Task to complete: Only the lines from the one with "I will try to" onward are wanted, through the last line of the entries, set down exactly.
** Material provided follows **
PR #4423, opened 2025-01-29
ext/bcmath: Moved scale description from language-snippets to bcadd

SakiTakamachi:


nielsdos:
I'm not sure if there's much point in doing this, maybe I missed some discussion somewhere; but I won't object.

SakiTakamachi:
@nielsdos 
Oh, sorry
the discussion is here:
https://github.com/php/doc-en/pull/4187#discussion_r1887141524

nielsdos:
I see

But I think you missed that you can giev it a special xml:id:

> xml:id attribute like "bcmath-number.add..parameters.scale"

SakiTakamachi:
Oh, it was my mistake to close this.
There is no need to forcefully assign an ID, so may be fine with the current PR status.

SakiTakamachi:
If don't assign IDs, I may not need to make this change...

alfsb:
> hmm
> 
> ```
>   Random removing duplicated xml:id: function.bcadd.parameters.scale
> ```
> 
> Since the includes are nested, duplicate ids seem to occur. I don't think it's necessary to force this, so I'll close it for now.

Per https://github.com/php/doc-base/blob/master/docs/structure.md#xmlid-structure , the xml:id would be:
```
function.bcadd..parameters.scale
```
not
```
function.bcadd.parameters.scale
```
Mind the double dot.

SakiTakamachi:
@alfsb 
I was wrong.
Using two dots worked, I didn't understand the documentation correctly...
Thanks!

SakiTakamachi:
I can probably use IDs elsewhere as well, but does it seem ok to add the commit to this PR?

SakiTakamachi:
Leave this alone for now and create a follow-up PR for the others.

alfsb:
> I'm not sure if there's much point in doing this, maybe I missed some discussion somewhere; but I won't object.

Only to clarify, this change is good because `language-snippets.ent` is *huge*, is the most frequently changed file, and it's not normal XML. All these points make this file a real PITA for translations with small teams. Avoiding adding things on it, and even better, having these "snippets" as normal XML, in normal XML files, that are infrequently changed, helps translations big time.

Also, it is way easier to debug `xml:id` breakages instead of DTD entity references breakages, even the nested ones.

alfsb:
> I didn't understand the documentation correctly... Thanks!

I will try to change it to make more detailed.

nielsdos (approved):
** End of Material provided **
Answer to the exercise:
I will try to change it to make more detailed.

nielsdos (approved):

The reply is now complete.